Notice the critical difference in step 4 and 7. With KV caching, the query q_new has a sequence length of 1. This means we are only calculating attention scores for the current token with respect to all keys. The resulting attention output y also has a sequence length of 1, representing the context-aware information for the current prediction.

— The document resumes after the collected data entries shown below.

PR #1722, opened 2022-06-21
New SwiftUI Purchase Tester example

joshdholtz:
### Motivation / Description

New app that tests almost all iOS SDK functionality.

This is not an example like MagicWeather that shows how to use RevenueCat in an app but will instead be an example for testing all the SDK functions on _any_ RevenueCat app.

### DIFF
--- a/Examples/PurchaseTester/Constants.swift
+++ b/Examples/PurchaseTester/Constants.swift
@@ -1,0 +1,21 @@
+//
+//  Constants.swift
+//  PurchaseTester
+//
+//  Created by Josh Holtz on 6/21/22.
+//
+
+import Foundation
+
+/*
+ Configuration file for your app's RevenueCat settings.
+ */
+
+struct Constants {
+
+    /*
+     The API key for your app from the RevenueCat dashboard: https://app.revenuecat.com
+     */
+    #error("Modify this property to reflect your app's API key, then comment this line out.")
+    static let apiKey = "api_key"
+}
--- a/Examples/PurchaseTester/Shared/Views/Customer/SubscriberAttributesView.swift
+++ b/Examples/PurchaseTester/Shared/Views/Customer/SubscriberAttributesView.swift
@@ -1,0 +1,153 @@
+//
+//  SubscriberAttributesView.swift
+//  PurchaseTester
+//
+//  Created by Josh Holtz on 2/3/22.
+//
+
+import Foundation
+import SwiftUI
+import RevenueCat
+
+struct SubscriberAttributesView: View {
+   
+
+    enum RevenueCatKind: String, CaseIterable, Identifiable {
+        var id: String {
+            return self.rawValue
+        }
+        
+        case setAd
+        case setEmail
+        case setDisplayName
+        case setKeyword
+        case setCampaign
+        case setCreative
+        case setAdGroup
+        case setPushToken
+        case setMediaSource
+        case setPhoneNumber
+    }
+    
+    enum ThirdPartyKind: String, CaseIterable, Identifiable {
+        var id: String {
+            return self.rawValue
+        }
+        
+        case setAdjustID
+        case setAppsflyerID
+        case setAirshipChannelID
+        case setCleverTapID
+        case setMparticleID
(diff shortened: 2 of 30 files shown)


aboedo:
Look at that thing 😻 This is awesome

Examples/PurchaseTester/Constants.swift
```diff
@@ -0,0 +1,21 @@
+//
```
aboedo, line 1: Could we have this live in `Tests/TestingApps` instead since it's not really an example?

Examples/PurchaseTester/Shared/Views/Customer/SubscriberAttributesView.swift
```diff
@@ -0,0 +1,153 @@
...
+        .textFieldAlert(isShowing: self.$showAttributesAlert, title: "Attribute", fields: [
+            ("Key", "Key name", self.$attributeKey),
+            ("Value", "Value", self.$attributeValue)
+        ]) {
+            Purchases.shared.setAttributes([self.attributeKey:  self.attributeValue])
+        }
+        .textFieldAlert(isShowing: self.$showOtherAlert, title: self.revenueCatKind?.rawValue ?? self.thirdPartyKind?.rawValue ?? "<ERROR>", fields: [
+            ("Value", "Value", self.$otherValue),
+        ]) {
+            if let kind = self.revenueCatKind {
```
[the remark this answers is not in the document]
joshdholtz: I might be missing a few here! This is also using the deprecated version of these so those should be updated with the new attribution namespace thing at some point 🤷‍♂️

Examples/PurchaseTester/Constants.swift
joshdholtz: I think this makes sense! I can move it 💪

aboedo (approved):
🚀🚀🚀

Tests/TestingApps/PurchaseTesterSwiftUI/Shared/Views/Offerings/PromoOfferDetailsView.swift
```diff
@@ -0,0 +1,121 @@
...
+//
+
+import Foundation
+import SwiftUI
+import RevenueCat
+
+struct PromoOfferDetailsView: View {
+    let package: RevenueCat.Package
+    
+    @State var eligibility: [RevenueCat.StoreProductDiscount: RevenueCat.PromotionalOffer?]? = nil
```
NachoSoto, line 15: Do you need all these `RevenueCat.`s everywhere?

Tests/TestingApps/PurchaseTesterSwiftUI/Shared/Views/Offerings/PromoOfferDetailsView.swift
```diff
@@ -0,0 +1,121 @@
...
+                if let promotionalOffer = self.eligibility?[discount] as? PromotionalOffer {
+                    Text("Accept promo offer")
+                        .foregroundColor(.blue)
+                        .padding(.vertical, 10)
+                        .onTapGesture {
+                            purchasePromo(promotionalOffer: promotionalOffer)
+                        }
+                }
+            }
+        }.onAppear {
```
NachoSoto, line 106: Ditto: use `.task`

Tests/TestingApps/PurchaseTesterSwiftUI/Shared/Views/Offerings/PromoOfferDetailsView.swift
NachoSoto, line 15: Also this `@State` property needs to be `private`.

joshdholtz: Oh! This is because I also had a V3 version and so I was using `RevenueCat.Package` and `Purchases.Package` 🙃 I will remove!

joshdholtz:
Updated with a bunch of suggestions from @NachoSoto 💪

From Attention to the Next Word

After the attention mechanism (using KV caching) produces its output for the current token, which has a shape like (B, nh, 1, hs), this output undergoes further transformations:

It's typically reshaped or projected back to the model's main embedding dimension, resulting in a tensor of shape (B, 1, d_model). This vector is the rich, context-aware representation of the token we are about to predict.
This single vector then passes through the subsequent Feed-Forward Network (FFN) layer and Layer Normalization within the Transformer block.
Finally, the output from the last Transformer block (still representing a single token prediction, so shape (B, 1, d_model)) is passed to a linear layer (often called the "language model head" or lm_head). This layer projects it from d_model to the vocabulary size (vocab_size).
The result is a tensor of logits of shape (B, 1, vocab_size). These logits are raw, unnormalized scores for every possible token in the vocabulary.
A softmax function is applied to these logits to convert them into probabilities.
A sampling strategy (like greedy sampling, top-k sampling, or nucleus sampling) is then used to select the actual next token from this probability distribution.

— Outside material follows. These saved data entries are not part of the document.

PR #1726, opened 2022-06-21
`TrialOrIntroPriceEligibilityChecker`: fixed integration test to ensure receipt is always loaded

NachoSoto:
The reason the receipt data is required, is because if it's `nil`, it ends up becoming empty because of `data ?? Data()`, but `GetIntroEligibilityOperation` never actually runs because that's empty.

To make sure the test doesn't fail, we begin by ensuring the receipt data is loaded first.

Also documented the reason for `ReceiptRefreshPolicy.never`.

### DIFF
--- a/Sources/Purchasing/TrialOrIntroPriceEligibilityChecker.swift
+++ b/Sources/Purchasing/TrialOrIntroPriceEligibilityChecker.swift
@@ -82,7 +82,9 @@ class TrialOrIntroPriceEligibilityChecker {
 
     func sk1CheckEligibility(_ productIdentifiers: [String],
                              completion: @escaping ReceiveIntroEligibilityBlock) {
-        receiptFetcher.receiptData(refreshPolicy: .never) { data in
+        // We don't want to refresh receipts because it will likely prompt the user for their credentials,
+        // and intro eligibility is triggered programmatically.
+        self.receiptFetcher.receiptData(refreshPolicy: .never) { data in
             if #available(iOS 12.0, macOS 10.14, tvOS 12.0, watchOS 6.2, *),
                let data = data {
                 self.sk1CheckEligibility(with: data,
--- a/Tests/BackendIntegrationTests/StoreKitIntegrationTests.swift
+++ b/Tests/BackendIntegrationTests/StoreKitIntegrationTests.swift
@@ -208,6 +208,12 @@ class StoreKit1IntegrationTests: BaseBackendIntegrationTests {
     func testEligibleForIntroBeforePurchase() async throws {
         try AvailabilityChecks.iOS13APIAvailableOrSkipTest()
 
+        if Self.storeKit2Setting == .disabled {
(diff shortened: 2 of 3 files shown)


taquitos (approved):
🤯 🐐 

image

Sources/Purchasing/TrialOrIntroPriceEligibilityChecker.swift
```diff
@@ -82,7 +82,7 @@ class TrialOrIntroPriceEligibilityChecker {
 
     func sk1CheckEligibility(_ productIdentifiers: [String],
                              completion: @escaping ReceiveIntroEligibilityBlock) {
-        receiptFetcher.receiptData(refreshPolicy: .never) { data in
+        receiptFetcher.receiptData(refreshPolicy: .onlyIfEmpty) { data in
```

And the cycle repeats for the next token, again leveraging the (now updated) KV cache!

The Big Wins: Benefits of KV Caching

KV caching isn't just a minor tweak; it's a fundamental optimization for LLM inference:

Drastic Speed-up: Reduces the computational load from O(T²) per token (in attention) towards O(T) in typical scenarios for the K,V generation part, and the QK^T multiplication becomes much smaller.
Reduced Memory Bandwidth: Less data needs to be loaded and processed for K and V calculations at each step.
Enables Longer Sequences: Makes generating very long sequences of text practically feasible, as the cost of each additional token doesn't grow as quadratically.

Conclusion

KV caching is a cornerstone of efficient autoregressive inference in Transformer-based Large Language Models. By intelligently reusing previously computed Key and Value states, it dramatically reduces computational overhead, allowing for faster text generation and the ability to handle much longer sequences. Understanding KV caching is key to appreciating how modern LLMs can generate extensive and coherent text so rapidly.